WORK REQUIRED —
Pull out every line below that contains the word "adopted".

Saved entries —
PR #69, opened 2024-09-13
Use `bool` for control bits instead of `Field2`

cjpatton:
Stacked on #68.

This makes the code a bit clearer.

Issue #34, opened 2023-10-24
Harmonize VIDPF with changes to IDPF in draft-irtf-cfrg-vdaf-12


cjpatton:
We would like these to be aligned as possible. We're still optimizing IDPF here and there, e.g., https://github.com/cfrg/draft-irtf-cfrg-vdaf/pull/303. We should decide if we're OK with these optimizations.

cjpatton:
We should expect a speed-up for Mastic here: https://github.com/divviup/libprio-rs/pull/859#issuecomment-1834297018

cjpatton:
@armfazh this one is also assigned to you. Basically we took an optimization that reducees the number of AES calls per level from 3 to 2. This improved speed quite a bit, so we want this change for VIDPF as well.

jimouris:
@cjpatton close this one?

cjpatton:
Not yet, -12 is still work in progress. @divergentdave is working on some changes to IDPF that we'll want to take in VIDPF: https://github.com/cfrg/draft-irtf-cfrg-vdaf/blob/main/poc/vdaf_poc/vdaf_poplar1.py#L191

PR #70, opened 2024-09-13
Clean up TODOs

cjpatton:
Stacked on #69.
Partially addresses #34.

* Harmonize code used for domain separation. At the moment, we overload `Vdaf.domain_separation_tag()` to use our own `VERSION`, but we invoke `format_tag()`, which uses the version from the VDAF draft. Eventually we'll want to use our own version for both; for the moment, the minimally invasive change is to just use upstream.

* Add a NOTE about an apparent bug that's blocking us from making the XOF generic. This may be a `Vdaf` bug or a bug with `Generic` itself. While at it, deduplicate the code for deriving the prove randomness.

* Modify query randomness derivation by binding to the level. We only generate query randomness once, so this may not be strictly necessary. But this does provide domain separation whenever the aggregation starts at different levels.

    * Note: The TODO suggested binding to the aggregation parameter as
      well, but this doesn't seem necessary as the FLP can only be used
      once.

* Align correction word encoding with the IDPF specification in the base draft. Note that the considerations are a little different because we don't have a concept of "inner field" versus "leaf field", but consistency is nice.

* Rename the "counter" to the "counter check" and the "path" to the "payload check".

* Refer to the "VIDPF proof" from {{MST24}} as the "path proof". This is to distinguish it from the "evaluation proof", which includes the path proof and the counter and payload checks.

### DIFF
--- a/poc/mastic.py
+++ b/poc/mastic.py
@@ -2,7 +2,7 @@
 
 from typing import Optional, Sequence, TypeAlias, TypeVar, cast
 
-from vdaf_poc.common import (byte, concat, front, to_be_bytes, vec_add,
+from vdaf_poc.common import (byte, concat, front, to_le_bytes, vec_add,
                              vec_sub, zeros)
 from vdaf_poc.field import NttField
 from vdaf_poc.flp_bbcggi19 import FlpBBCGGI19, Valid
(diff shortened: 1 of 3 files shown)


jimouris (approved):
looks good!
==
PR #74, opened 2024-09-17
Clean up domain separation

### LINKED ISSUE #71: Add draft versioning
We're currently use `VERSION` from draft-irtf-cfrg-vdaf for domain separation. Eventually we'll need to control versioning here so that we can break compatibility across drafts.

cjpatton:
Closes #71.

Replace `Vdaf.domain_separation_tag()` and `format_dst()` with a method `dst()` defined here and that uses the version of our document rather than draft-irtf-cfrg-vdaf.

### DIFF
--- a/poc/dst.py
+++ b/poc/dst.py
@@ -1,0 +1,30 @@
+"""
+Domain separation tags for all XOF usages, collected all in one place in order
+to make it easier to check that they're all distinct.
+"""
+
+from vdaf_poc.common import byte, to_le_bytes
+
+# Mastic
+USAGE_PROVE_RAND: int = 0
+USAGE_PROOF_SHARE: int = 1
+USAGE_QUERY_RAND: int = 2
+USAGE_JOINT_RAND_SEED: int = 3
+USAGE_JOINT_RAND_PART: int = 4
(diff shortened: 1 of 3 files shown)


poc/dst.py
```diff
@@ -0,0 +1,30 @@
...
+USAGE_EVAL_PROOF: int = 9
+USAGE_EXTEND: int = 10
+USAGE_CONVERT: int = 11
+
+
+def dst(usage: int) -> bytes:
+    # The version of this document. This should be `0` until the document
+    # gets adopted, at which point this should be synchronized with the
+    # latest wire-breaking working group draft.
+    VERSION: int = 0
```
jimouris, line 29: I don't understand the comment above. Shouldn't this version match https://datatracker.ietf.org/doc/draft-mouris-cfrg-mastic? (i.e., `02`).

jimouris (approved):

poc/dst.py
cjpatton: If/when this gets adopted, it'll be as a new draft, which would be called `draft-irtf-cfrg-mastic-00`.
* * *
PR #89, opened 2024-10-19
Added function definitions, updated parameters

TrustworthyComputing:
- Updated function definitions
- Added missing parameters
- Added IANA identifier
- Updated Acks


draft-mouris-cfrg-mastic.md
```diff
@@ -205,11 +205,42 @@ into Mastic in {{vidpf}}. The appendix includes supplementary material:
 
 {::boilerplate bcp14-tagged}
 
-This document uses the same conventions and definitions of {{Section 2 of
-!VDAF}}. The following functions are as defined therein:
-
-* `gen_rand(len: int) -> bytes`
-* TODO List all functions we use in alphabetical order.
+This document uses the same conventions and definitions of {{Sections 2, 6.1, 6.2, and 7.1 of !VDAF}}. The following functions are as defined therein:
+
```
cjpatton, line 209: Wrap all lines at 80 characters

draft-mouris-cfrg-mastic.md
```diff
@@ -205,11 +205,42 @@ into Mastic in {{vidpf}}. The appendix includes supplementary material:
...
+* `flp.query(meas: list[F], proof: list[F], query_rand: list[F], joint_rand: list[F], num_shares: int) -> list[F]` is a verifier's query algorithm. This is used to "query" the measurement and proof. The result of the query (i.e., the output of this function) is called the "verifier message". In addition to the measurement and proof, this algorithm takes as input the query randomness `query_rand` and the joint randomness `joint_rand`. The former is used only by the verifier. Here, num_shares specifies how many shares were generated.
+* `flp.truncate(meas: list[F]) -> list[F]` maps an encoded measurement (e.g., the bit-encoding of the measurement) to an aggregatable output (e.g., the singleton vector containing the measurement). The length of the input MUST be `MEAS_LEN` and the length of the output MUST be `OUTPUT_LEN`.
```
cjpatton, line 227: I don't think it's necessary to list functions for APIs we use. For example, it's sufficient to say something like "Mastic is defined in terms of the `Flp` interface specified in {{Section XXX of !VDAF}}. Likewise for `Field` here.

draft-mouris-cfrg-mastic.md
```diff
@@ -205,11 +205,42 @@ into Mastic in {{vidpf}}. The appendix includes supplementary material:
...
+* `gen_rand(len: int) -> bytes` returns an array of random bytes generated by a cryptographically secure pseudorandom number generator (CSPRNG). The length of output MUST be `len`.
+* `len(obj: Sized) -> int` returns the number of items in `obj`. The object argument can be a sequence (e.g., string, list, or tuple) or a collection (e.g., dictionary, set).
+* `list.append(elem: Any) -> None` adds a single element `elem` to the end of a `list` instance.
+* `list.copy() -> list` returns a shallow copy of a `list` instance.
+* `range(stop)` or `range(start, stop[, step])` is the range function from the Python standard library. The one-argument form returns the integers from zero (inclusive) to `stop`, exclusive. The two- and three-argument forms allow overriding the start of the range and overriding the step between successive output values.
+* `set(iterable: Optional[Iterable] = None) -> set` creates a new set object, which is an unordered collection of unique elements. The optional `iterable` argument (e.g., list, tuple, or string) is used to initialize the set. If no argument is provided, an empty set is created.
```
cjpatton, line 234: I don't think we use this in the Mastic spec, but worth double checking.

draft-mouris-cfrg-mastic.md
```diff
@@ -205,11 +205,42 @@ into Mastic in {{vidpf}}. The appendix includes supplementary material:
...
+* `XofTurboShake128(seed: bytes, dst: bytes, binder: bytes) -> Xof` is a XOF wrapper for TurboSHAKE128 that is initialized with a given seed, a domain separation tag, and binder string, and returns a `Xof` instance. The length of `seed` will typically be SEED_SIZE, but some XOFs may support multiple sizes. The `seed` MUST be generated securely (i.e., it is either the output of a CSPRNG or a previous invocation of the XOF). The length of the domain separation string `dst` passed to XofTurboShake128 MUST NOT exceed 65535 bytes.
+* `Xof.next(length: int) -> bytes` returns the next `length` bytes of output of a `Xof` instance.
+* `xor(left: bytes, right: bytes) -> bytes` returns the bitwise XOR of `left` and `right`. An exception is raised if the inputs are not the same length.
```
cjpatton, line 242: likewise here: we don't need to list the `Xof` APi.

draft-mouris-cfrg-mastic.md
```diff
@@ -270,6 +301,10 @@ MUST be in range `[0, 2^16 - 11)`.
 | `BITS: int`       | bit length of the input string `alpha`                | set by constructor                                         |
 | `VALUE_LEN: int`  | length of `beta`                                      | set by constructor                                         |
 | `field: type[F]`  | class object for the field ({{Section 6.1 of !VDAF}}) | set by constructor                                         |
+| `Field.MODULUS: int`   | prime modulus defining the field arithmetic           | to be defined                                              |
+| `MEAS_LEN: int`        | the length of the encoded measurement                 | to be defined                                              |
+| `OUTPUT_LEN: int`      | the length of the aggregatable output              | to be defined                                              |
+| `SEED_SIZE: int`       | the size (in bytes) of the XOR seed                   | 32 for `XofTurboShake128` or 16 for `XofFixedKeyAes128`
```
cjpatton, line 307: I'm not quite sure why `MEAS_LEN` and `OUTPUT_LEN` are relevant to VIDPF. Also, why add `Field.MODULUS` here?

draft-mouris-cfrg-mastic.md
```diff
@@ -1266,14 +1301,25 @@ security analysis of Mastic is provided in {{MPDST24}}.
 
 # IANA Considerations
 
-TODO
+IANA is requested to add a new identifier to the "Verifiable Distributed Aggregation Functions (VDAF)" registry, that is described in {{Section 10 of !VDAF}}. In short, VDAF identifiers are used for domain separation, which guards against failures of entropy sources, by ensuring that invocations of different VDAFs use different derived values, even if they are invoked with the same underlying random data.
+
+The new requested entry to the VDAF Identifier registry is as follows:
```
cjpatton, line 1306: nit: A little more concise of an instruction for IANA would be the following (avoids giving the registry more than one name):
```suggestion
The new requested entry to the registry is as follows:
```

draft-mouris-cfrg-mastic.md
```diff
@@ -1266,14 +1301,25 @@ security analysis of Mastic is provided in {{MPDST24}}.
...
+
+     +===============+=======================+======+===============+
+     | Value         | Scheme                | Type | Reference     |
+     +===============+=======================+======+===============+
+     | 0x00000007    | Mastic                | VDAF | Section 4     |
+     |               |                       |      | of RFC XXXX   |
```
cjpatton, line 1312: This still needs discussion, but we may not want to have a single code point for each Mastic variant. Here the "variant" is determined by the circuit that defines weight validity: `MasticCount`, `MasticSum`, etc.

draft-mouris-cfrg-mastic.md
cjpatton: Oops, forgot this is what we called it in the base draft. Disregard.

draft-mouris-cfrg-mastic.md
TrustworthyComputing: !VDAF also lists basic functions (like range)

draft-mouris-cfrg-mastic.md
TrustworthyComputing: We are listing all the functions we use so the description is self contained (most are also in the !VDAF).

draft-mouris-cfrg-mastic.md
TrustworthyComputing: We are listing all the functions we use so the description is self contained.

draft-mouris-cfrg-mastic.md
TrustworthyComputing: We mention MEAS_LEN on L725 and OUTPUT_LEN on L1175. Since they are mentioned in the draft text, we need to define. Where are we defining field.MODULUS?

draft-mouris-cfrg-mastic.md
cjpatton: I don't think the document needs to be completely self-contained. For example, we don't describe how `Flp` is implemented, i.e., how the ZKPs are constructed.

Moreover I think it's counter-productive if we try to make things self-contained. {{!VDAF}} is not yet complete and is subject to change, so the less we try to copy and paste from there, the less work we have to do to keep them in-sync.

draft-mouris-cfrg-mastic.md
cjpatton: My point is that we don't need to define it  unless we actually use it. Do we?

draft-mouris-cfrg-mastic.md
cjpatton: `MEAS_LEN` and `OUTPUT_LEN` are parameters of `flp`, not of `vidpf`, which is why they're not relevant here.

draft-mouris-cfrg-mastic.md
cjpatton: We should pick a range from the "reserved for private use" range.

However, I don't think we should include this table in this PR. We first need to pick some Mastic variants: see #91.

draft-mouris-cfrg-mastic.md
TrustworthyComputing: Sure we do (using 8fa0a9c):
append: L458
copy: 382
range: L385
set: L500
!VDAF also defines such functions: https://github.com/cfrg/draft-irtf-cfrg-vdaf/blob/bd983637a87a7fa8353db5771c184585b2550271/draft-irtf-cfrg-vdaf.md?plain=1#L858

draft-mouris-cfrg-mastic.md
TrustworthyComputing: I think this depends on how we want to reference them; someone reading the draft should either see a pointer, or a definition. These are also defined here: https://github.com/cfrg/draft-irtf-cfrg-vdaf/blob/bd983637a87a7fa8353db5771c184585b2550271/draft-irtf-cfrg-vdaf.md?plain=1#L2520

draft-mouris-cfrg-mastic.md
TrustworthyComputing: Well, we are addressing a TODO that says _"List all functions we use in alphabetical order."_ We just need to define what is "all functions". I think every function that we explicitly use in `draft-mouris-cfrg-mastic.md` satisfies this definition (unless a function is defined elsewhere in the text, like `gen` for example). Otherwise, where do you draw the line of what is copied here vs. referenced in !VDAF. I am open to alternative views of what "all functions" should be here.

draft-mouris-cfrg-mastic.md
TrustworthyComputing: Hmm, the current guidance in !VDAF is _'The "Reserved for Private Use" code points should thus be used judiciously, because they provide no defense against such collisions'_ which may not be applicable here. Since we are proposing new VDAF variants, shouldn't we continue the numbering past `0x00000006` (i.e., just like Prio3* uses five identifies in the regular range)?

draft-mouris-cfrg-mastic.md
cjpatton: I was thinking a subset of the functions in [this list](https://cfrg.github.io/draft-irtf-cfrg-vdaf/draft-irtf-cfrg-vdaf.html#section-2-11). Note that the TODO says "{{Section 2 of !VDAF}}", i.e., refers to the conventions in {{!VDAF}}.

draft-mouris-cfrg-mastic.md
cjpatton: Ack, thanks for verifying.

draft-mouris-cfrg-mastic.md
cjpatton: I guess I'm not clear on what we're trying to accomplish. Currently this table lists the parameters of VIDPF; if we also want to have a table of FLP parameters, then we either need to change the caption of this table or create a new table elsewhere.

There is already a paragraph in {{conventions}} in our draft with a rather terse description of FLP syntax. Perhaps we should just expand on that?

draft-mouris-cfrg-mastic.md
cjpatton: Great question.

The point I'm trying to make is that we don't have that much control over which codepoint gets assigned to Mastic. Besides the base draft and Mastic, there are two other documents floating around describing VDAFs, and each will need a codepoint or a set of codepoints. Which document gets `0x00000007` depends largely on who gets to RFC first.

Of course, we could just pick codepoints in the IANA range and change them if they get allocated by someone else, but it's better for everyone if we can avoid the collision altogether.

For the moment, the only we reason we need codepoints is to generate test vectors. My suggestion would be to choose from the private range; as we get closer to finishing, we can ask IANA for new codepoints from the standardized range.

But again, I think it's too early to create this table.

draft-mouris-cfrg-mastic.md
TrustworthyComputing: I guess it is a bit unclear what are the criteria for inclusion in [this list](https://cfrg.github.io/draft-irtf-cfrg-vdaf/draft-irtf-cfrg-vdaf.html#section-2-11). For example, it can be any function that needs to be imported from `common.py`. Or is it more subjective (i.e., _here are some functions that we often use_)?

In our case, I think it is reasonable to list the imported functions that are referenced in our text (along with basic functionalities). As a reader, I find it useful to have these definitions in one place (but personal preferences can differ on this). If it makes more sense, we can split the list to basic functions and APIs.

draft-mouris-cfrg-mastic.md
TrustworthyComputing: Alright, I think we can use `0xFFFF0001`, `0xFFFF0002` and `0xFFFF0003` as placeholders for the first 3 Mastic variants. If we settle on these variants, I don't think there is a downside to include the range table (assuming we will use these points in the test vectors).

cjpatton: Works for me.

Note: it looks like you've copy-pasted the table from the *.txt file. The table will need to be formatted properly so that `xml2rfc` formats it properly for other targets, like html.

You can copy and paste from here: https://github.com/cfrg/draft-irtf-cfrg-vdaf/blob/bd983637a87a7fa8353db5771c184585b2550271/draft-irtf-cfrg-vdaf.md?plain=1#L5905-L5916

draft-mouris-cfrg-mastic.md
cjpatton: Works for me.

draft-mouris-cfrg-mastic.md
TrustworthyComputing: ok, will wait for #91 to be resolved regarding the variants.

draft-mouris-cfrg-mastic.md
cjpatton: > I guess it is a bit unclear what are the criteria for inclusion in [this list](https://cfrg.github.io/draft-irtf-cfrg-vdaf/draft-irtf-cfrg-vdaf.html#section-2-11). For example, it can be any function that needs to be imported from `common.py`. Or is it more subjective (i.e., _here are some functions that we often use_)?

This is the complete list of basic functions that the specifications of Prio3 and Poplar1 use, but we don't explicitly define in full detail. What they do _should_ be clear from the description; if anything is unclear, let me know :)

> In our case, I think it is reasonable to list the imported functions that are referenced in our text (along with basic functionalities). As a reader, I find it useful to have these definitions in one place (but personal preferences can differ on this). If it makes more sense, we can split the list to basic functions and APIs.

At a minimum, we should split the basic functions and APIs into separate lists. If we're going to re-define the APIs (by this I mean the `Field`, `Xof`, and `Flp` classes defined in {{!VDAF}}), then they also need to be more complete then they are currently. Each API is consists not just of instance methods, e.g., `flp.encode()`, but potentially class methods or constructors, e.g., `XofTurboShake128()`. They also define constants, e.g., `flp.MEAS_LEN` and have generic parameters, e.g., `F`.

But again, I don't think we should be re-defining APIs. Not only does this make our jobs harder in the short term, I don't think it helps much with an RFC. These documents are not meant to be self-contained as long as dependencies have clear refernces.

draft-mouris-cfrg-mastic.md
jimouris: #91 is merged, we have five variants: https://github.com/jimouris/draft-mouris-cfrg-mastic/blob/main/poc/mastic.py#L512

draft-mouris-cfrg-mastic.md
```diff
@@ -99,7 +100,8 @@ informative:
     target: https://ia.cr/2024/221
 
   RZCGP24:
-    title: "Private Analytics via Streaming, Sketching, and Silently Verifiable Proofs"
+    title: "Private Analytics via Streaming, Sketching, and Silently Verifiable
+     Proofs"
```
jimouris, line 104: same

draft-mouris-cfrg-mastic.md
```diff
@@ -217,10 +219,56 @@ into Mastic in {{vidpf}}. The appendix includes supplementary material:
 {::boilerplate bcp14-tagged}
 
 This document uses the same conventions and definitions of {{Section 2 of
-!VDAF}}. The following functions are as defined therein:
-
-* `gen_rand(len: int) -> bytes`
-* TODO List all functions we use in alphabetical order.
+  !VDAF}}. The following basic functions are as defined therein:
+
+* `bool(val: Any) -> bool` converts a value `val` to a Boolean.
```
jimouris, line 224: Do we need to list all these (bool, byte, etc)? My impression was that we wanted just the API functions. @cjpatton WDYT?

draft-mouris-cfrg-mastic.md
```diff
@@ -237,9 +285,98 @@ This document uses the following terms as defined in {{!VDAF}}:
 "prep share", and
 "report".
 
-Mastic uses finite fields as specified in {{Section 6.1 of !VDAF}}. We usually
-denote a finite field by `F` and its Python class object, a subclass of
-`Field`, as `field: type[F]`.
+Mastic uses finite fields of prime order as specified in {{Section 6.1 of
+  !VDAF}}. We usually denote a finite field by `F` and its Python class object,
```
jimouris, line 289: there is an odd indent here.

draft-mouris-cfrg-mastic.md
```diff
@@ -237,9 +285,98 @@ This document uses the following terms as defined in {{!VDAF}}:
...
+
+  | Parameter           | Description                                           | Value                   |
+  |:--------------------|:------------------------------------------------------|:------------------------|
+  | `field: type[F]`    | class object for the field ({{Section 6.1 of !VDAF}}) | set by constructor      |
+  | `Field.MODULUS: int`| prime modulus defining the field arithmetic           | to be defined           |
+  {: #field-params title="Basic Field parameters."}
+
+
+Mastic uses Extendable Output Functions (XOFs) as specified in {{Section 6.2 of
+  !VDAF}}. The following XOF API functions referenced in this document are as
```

REPLY —
+    # gets adopted, at which point this should be synchronized with the
cjpatton: If/when this gets adopted, it'll be as a new draft, which would be called `draft-irtf-cfrg-mastic-00`.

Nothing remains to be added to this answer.